• [Stored records]
• • • • •
PR #2504, opened 2013-05-02
Move ccpX functions to CCPoint methods and operators

aberaud:
Following the discussion in https://github.com/cocos2d/cocos2d-x/pull/2502 , I implemented the proposed changes in this PR.

CCPoint are very often used as 2D vectors. Overloading basic operators in CCP would lead to a much cleaner, readable code when manipulating points.
This have already been implemented successfully in other Cocos projects such as cocos2d-xna.

This PR allow to add/subtract CCPoint as vectors:

``` c++
CCPoint a(5, 10), b(6, 10);
c = a+b; // c == (11, 20)
c = a-b; // c == (-1, 0)
```

It also defines multiplication by a scalar:

``` c++
c = a/2; // c == (2.5, 5)
c = b*2; // c == (12, 20)
```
• • • • •
• [Exercise prompt]
Within the data above, pick out all lines holding the word "implemented".

• [Response]
Following the discussion in https://github.com/cocos2d/cocos2d-x/pull/2502 , I implemented the proposed changes in this PR.
This have already been implemented successfully in other Cocos projects such as cocos2d-xna.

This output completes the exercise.